• Records drawn from a dataset:

PR #2788, opened 2022-09-20
feat(osmomath): log2 approximation

p0mvn:
Closes: #3086

This is an implementation of a base 2 logarithm.

It is based on: https://stackoverflow.com/questions/4657468/fast-fixed-point-pow-log-exp-and-sqrt
Currently, there are several optimizations and improvements possible to improve performance and accuracy.

The core idea is based on:
$$log_{2}{x} = log_{2}{(2*x/2)} = log_{2}{2} + log_{2}{(x / 2)} = 1 + log_{2}{(x / 2)}$$

We iteratively repeat this expansion, calculating the number of iterations (`y`), until $$1 <= x < 2$$

The number of iterations after normalization (`y`) equals to the whole part of the exponent.

Additionally, we calculate the logarithm of the remaining mantissa by following the approach described here:
http://www.claysturner.com/dsp/BinaryLogarithm.pdf

## Testing and Verifying

This change added tests and benchmarks


osmomath/decimal.go
```diff
@@ -54,6 +56,27 @@ func init() {
...
 		precisionMultipliers[i] = calcPrecisionMultiplier(int64(i))
 	}
+
+	log2LookupTable = buildLog2LookupTable()
+}
+
+// buildLog2LookupTable returns a lookup table for log values
+// ranging from [1, 2)
+// the keys are multiplied by 10 to simplify the rounding logic
+// in the log function.s
```
p0mvn, line 66:
```suggestion
// in the log function
```

p0mvn:
Benchmark at commit: [d6324f4](https://github.com/osmosis-labs/osmosis/pull/2788/commits/d6324f4867570af2c42910c64ec1f41bfcaf82bd)

```
goos: linux
goarch: amd64
pkg: github.com/osmosis-labs/osmosis/v12/osmomath
cpu: 12th Gen Intel(R) Core(TM) i7-1260P
BenchmarkLog2-16    	   10000	    101134 ns/op	   67700 B/op	    1231 allocs/op
BenchmarkLog2-16    	   10000	    145882 ns/op	   67965 B/op	    1237 allocs/op
BenchmarkLog2-16    	    5715	    177965 ns/op	   68150 B/op	    1241 allocs/op
BenchmarkLog2-16    	    6957	    417276 ns/op	   67861 B/op	    1235 allocs/op
BenchmarkLog2-16    	    5710	    188281 ns/op	   67831 B/op	    1234 allocs/op
BenchmarkLog2-16    	    6952	    181742 ns/op	   68041 B/op	    1239 allocs/op
BenchmarkLog2-16    	    7924	    142498 ns/op	   68228 B/op	    1242 allocs/op
BenchmarkLog2-16    	    8320	    145017 ns/op	   67667 B/op	    1231 allocs/op
BenchmarkLog2-16    	    7587	    152439 ns/op	   67778 B/op	    1233 allocs/op
BenchmarkLog2-16    	    7418	    139766 ns/op	   67921 B/op	    1236 allocs/op
PASS
ok  	github.com/osmosis-labs/osmosis/v12/osmomath	27.615s

```

p0mvn:
According to benchmarks, reducing the log to be between `[1, 1.0001)` ends up being much less performant. More than 5500 iterations for log base 2 of 3. With the current implementations, there are approximately 300 iterations.

The reason is that we have to continuously be looping and dividing by the upper bound to normalize the number to be below `1.0001`. Since the denominator is small, it ends up taking many iterations, reducing the performance. 

I don't have the exact benchmark in nanoseconds for the `[1, 1.0001)` approach but it is higher than the current implementation even before reaching Taylor series step.

Upon exploring the properties of log base 2, I discovered the current method that required fewer iterations:
http://www.claysturner.com/dsp/BinaryLogarithm.pdf

It is implemented here and provides strong accuracy guarantees relative to the Wolfram Alpha results.

The benchmark for the latest commit is added up top

czarcas7ic (approved):
This LGTM!

osmomath/decimal.go
```diff
@@ -856,3 +866,56 @@ func DecApproxEq(t *testing.T, d1 BigDec, d2 BigDec, tol BigDec) (*testing.T, bo
...
+	if xCopy.LTE(ZeroDec()) {
+		panic(fmt.Sprintf("log is not defined at <= 0, given (%s)", xCopy))
+	}
+
+	// Normalize x to be 1 <= x < 2
+
+	// y is the exponent that results in a whole multiple of 2.
+	y := ZeroDec()
+
+	// invariant: x >= 1
```
nicolaslara, line 889: this is just a wording comment, but doesn't invariant imply that x>=1 is true throughout the iteration? I think you mean that after the iteration x>=1.  Are we using these invariants for formal verification somewhere?

osmomath/decimal.go
```diff
@@ -856,3 +866,56 @@ func DecApproxEq(t *testing.T, d1 BigDec, d2 BigDec, tol BigDec) (*testing.T, bo
...
+
+// LogBase2 returns log_2 {x}.
+// Rounds down by truncations during division and right shifting.
+// Accurate up to 32 precision digits.
+// Implementation is based on:
+// https://stm32duinoforum.com/forum/dsp/BinaryLogarithm.pdf
+func (x BigDec) LogBase2() BigDec {
+	// create a new decimal to avoid mutating
+	// the receiver's int buffer.
+	xCopy := ZeroDec()
```
nicolaslara, line 878: renaming xCopy to x, and x to xInput (or something similar) might make this easier to read. Not a blocker, just my stylistic preference.

p0mvn: Yeah I've thought about that but we have linter enabled to keep receiver names the same. So another stylistic thing preventing this change

osmomath/decimal.go
p0mvn: I think I was misusing the term to imply that we are aiming to normalize the value to be >= 1 after the iteration complete. Going to change this wording

osmomath/decimal.go
```diff
@@ -856,3 +866,56 @@ func DecApproxEq(t *testing.T, d1 BigDec, d2 BigDec, tol BigDec) (*testing.T, bo
...
+	// https://stm32duinoforum.com/forum/dsp/BinaryLogarithm.pdf
+	// This has shown precision of 32 digits relative
+	// to Wolfram Alpha in tests
+	for i := 0; i < maxLog2Iterations; i++ {
+		xCopy = xCopy.Mul(xCopy)
+		if xCopy.GTE(twoBigDec) {
+			xCopy.i = xCopy.i.Rsh(xCopy.i, 1)
+			y = y.Add(b)
+		}
+		b.i = b.i.Rsh(b.i, 1)
```
nicolaslara, line 917: If I understand the source correctly, `b` is used as a breaking condition (terminate once enough mantisa bits are found). Here we're just running a fixed number of iterations. Should we short circuit once a certain number of these bits are found? I'm assuming we know in advance how many bits ensures the aprox converges to the log

nicolaslara (commented):
Added some comments on the diff

osmomath/decimal.go
```diff
@@ -856,3 +866,56 @@ func DecApproxEq(t *testing.T, d1 BigDec, d2 BigDec, tol BigDec) (*testing.T, bo
...
+
+	// Normalize x to be 1 <= x < 2
+
+	// y is the exponent that results in a whole multiple of 2.
+	y := ZeroDec()
+
+	// invariant: x >= 1
+	// while x < 1
+	for xCopy.LT(OneDec()) {
+		xCopy.i = xCopy.i.Lsh(xCopy.i, 1)
```
nicolaslara, line 892: I think these assignments may be redundant

nicolaslara (approved):
Discussed it with @p0mvn. LGTM

osmomath/decimal.go
p0mvn: addressed

PR #2795, opened 2022-09-20
Refactors testnetify and remove last localOsmosis Dockerfile

niccoloraspa:

As per the title, this PR:
1. refactors the `testnetify` scripts
2. removes the localOsmosis `Dockerfile`

Main changes:

- Give code a better structure
- Create a CLI tool with multiple arguments
- Decouple the `testnetify` process from the `osmosisd` binary. All the needed addresses are now expected as input.
- Reuse the main `Dockerfile` to avoid creating a dedicated one
- Significant speedup was obtained by:
    - reading/writing  from disk only at the beginning/end 
    - Replace the `sed_inplace` with the `replace` function that works in-memory
    - `IBC` module pruning
- Run the `testnetify.py` at `docker run` time and not at `docker build` time

## Brief Changelog

1.  Refactor `testnetify` scripts
2. Remove the localOsmosis `Dockerfile`

## Testing and Verifying

I have updated the documentation that can be followed to test the process.

Main parts:

1. Copy `state_export.json` in `tests/localosmosis/state_export/state_export.json` 
2. `localnet-build-state-export`
3. `localnet-start-state-export`


niccoloraspa:
IMHO, a good way to review changes and understand the new flow is to go to top-down:

1. Inspect `docker-compose.yaml`
2. Inspect `start.sh`
3. Inspect `testnetify.py`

• Exercise prompt: Which lines above run from the one containing "I have updated" to the one containing "IMHO, a good"? Give them again exactly, both ends included.

• Answer space:
I have updated the documentation that can be followed to test the process.

Main parts:

1. Copy `state_export.json` in `tests/localosmosis/state_export/state_export.json` 
2. `localnet-build-state-export`
3. `localnet-start-state-export`


niccoloraspa:
IMHO, a good way to review changes and understand the new flow is to go to top-down:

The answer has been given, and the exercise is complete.